PR #583, opened 2015-06-20
TestHandler improvements

austinhyde:
A couple of improvements to `Monolog\Handler\TestHandler`:

* DRY up record searching into a predicate-based method: `hasRecordThatPasses($predicate, $level)`
* DRY up boilerplate methods with magic `__call()`: e.g. `hasInfoThatContains($message)` => `hasRecordThatContains($message, Logger::INFO)`
  * Add `@method` annotations for the pseudo-methods
* Add a Regular Expression matcher for records: `hasRecordThatMatches($regex, $level)`
* Add tests for the above

### DIFF
--- a/src/Monolog/Handler/TestHandler.php
+++ b/src/Monolog/Handler/TestHandler.php
@@ -19,6 +19,42 @@ use Monolog\Logger;
  * It records all records and gives you access to them for verification.
  *
  * @author Jordi Boggiano <j.boggiano@seld.be>
+ *
+ * @method boolean hasEmergency($record)
+ * @method boolean hasAlert($record)
+ * @method boolean hasCritical($record)
+ * @method boolean hasError($record)
+ * @method boolean hasWarning($record)
+ * @method boolean hasNotice($record)
+ * @method boolean hasInfo($record)
+ * @method boolean hasDebug($record)
+ * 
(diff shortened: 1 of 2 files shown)


src/Monolog/Handler/TestHandler.php
```diff
@@ -30,153 +75,48 @@ public function getRecords()
...
-        return isset($this->recordsByLevel[Logger::NOTICE]);
-    }
-
-    public function hasInfoRecords()
-    {
-        return isset($this->recordsByLevel[Logger::INFO]);
-    }
-
-    public function hasDebugRecords()
+    protected function hasRecordRecords($level)
```
Seldaek: Maybe hasRecords would suffice? :)

austinhyde: It's a side effect of how it resolves the method names - `__call` simply replaces the severity with 'Record' and looks for that method. So, `hasInfoRecords` resolves to `hasRecordRecords`. I thought it was a minor tradeoff since the equivalent wasn't present before this refactor anyways.

If you'd prefer, I can change that, or add `hasRecords` that just forwards to `hasRecordRecords`

Seldaek: Nah it's not really a huge deal don't worry about it.

Issue #581, opened 2015-06-18
create logdir if not exists


dominikzogg:
Hello @Seldaek

Would be cool if the StreamHandler or another handler would be able to create the log directory (if its a path, not a stream), if it not exists.

see: https://github.com/silexphp/Silex/pull/1183

If you like the idea i would prepare a pullrequest.

Regards @dominikzogg

Seldaek:
See #555 - but if you can provide a safe implementation I am not really against it..

dominikzogg:
@Seldaek well a resource definition is a string, which has :// within, or a resource itself, isn't it?

Seldaek:
'foo.log' is valid, 'file://foo.log' is valid but has ://, ftp://foo.log is valid but should perhaps not get mkdir called on it (well I guess with ftp it works but not necessarily with other streams). I think doing a is_dir+mkdir check for file:// or no-protocol paths is probably safe.

dominikzogg:
@Seldaek You mean only paths with file:// should get considered? Would be a compromise i could live with, should be in documentation as well. Should i prepare a pull request which works like this?

Seldaek:
No I mean paths with file:// and those that don't have a protocol defined, like "foo.log" has no `XXX://` and as such you know php defaults to the file:// stream. And yes if you like to send a PR please go ahead :)

PR #584, opened 2015-06-21
stream handler creates a directory if its possible

dominikzogg:
referers to #581

### DIFF
--- a/src/Monolog/Handler/StreamHandler.php
+++ b/src/Monolog/Handler/StreamHandler.php
@@ -35,6 +35,7 @@ class StreamHandler extends AbstractProcessingHandler
      * @param int|null        $filePermission Optional file permissions (default (0644) are only for owner read/write)
      * @param Boolean         $useLocking     Try to lock log file before doing any writes
      *
+     * @throws \Exception                If a missing directory is not buildable
      * @throws \InvalidArgumentException If stream is not a resource or string
      */
     public function __construct($stream, $level = Logger::DEBUG, $bubble = true, $filePermission = null, $useLocking = false)
@@ -43,6 +44,16 @@ class StreamHandler extends AbstractProcessingHandler
         if (is_resource($stream)) {
             $this->stream = $stream;
         } elseif (is_string($stream)) {
+            $dir = $this->getDirFromStream($stream);
+            if (null !== $dir && !is_dir($dir)) {
+                $this->errorMessage = null;
+                set_error_handler(array($this, 'customErrorHandler'));
+                $status = mkdir($dir, 0777, true);
+                restore_error_handler();
+                if (false === $status) {
+                    throw new \UnexpectedValueException(sprintf('There is no existing directory at "%s" and its not buildable: '.$this->errorMessage, $dir));
+                }
+            }
             $this->url = $stream;
         } else {
             throw new \InvalidArgumentException('A stream must either be a resource or a string.');
@@ -99,6 +110,25 @@ class StreamHandler extends AbstractProcessingHandler
 
     private function customErrorHandler($code, $msg)
     {
-        $this->errorMessage = preg_replace('{^fopen\(.*?\): }', '', $msg);
+        $this->errorMessage = preg_replace('{^(fopen|mkdir)\(.*?\): }', '', $msg);
+    }
+
+    /**
+     * @param string $stream
+     *
+     * @return null|string
+     */
+    private function getDirFromStream($stream)
+    {
+        $pos = strpos($stream, '://');
+        if ($pos === false) {
+            return dirname($stream);
+        }
+
+        if ('file://' === substr($stream, 0, 7)) {
+            return dirname(substr($stream, 7));
+        }
+
+        return;
     }
 }
--- a/tests/Monolog/Handler/StreamHandlerTest.php
+++ b/tests/Monolog/Handler/StreamHandlerTest.php
@@ -112,7 +112,51 @@ class StreamHandlerTest extends TestCase
      */
     public function testWriteNonExistingResource()
     {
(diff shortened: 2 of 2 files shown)


dominikzogg:
@Seldaek What do you think about this solution?

src/Monolog/Handler/StreamHandler.php
```diff
@@ -97,8 +108,32 @@ protected function write(array $record)
...
 
-    private function customErrorHandler($code, $msg)
+    private function customMkDirErrorHandler($code, $msg)
+    {
+        $this->errorMessage = $msg;
+    }
+
+    private function customFopenErrorHandler($code, $msg)
     {
         $this->errorMessage = preg_replace('{^fopen\(.*?\): }', '', $msg);
```
Seldaek: I think you could use the same customErrorHandler for both, just change fopen here to be `(fopen|mkdir)`, the regex only cleans up php's error message which is like: `foo(arg): ACTUAL MESSAGE`.

src/Monolog/Handler/StreamHandler.php
```diff
@@ -43,6 +44,16 @@ public function __construct($stream, $level = Logger::DEBUG, $bubble = true, $fi
...
             $this->stream = $stream;
         } elseif (is_string($stream)) {
+            $dir = $this->getDirFromStream($stream);
+            if (null !== $dir && !is_dir($dir)) {
+                $this->errorMessage = null;
+                set_error_handler(array($this, 'customMkDirErrorHandler'));
+                $status = mkdir($dir, 0755, true);
+                restore_error_handler();
+                if (false === $status) {
+                    throw new \UnexpectedValueException(sprintf('There is no existing directory at "%s" and its not buildable.'.$this->errorMessage, $dir));
```
Seldaek: Needs a space in the string before $this->errorMessage

src/Monolog/Handler/StreamHandler.php
```diff
@@ -43,6 +44,16 @@ public function __construct($stream, $level = Logger::DEBUG, $bubble = true, $fi
         if (is_resource($stream)) {
             $this->stream = $stream;
         } elseif (is_string($stream)) {
+            $dir = $this->getDirFromStream($stream);
+            if (null !== $dir && !is_dir($dir)) {
+                $this->errorMessage = null;
+                set_error_handler(array($this, 'customMkDirErrorHandler'));
+                $status = mkdir($dir, 0755, true);
```
Seldaek: Mode should be 0777, php applies the umask on that automatically.

dominikzogg:
@Seldaek fixes are made

dominikzogg:
@Seldaek any other changes needed?

src/Monolog/Handler/StreamHandler.php
```diff
@@ -99,6 +110,25 @@ protected function write(array $record)
...
+     */
+    private function getDirFromStream($stream)
+    {
+        $pos = strpos($stream, '://');
+        if ($pos === false) {
+            return dirname($stream);
+        }
+
+        if ('file:///' === substr($stream, 0, 8)) {
+            return DIRECTORY_SEPARATOR.dirname(substr($stream, 8));
```
Seldaek: That DIRECTORY_SEPARATOR seems wrong to me on windows at least. IMO you should just check for `file://` and not with triple slash and then `return substr($stream, 7)` should do, because as it stands you break support for relative paths as far as I can see.

dominikzogg: @Seldaek is there really a filemapper file://, cause in my tests i only get file:/// running?

Seldaek: I guess there is no relative path support, but on windows both  of these are valid, and your code would break the first:

```
$ php -r 'var_dump(is_dir("file://c:/users/seld"));'
bool(true)
$ php -r 'var_dump(is_dir("file:///c:/users/seld"));'
bool(true)
```

dominikzogg:
@Seldaek My fault, is that i id not get, that the third / was the start of a unix like path, should be fixed

Seldaek:
Great thanks, and no worries it's good when someone learns something :)

dominikzogg:
@Seldaek thank you for merging

dominikzogg:
@Seldaek would be cool if you could add a new tag

Seldaek:
1.15 is out

dominikzogg:
@Seldaek thank you

TerjeBr:
This PR makes it impossible for us to upgrade monolog to the new version, because it breaks our build.

The command `composer.phar install` will at the end try to clean the cache by running a symfony2 command, and the symfony2 kernel builds the DI container with all the monolog handlers. On our test box that cleans the dev env, and that was harmless before. (At all other times our test box only uses the test env.) But because some directories that exists in the dev env, does not exist on our test box, this command now fails on the test box, even if it is not using the dev env for anything. So all our tests fails at the stage of running `composer.phar install`.

Would it be possible to change the code so that if the log directory cannot be crated, it does not throw an exception?

dominikzogg:
@Seldaek should i look into this?

Seldaek:
@TerjeBr One question: if the dir can't be created, it should fail when writing to the file that it also can't create, or am I missing something?

TerjeBr:
@Seldaek if the application tries to write something to the log, yes then of course it should fail with an exception. It is just the case when the directory does not exist and nothing is written to the log I was asking you to accommodate.

Seldaek:
@TerjeBr yes but as far as I can tell in the StreamHandler it only tries to create the directory on the first write() call so that should work as expected for you. Ah but I see we fixed that since the last release, if you require `^1.15@dev` it  should work, just until the next release which I'll try to do shortly.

★ ★ ★ ★ ★

Task goal ->
Among the records above, find each line containing the string "relative" and copy it.

Your solution ->
Seldaek: That DIRECTORY_SEPARATOR seems wrong to me on windows at least. IMO you should just check for `file://` and not with triple slash and then `return substr($stream, 7)` should do, because as it stands you break support for relative paths as far as I can see.
Seldaek: I guess there is no relative path support, but on windows both  of these are valid, and your code would break the first:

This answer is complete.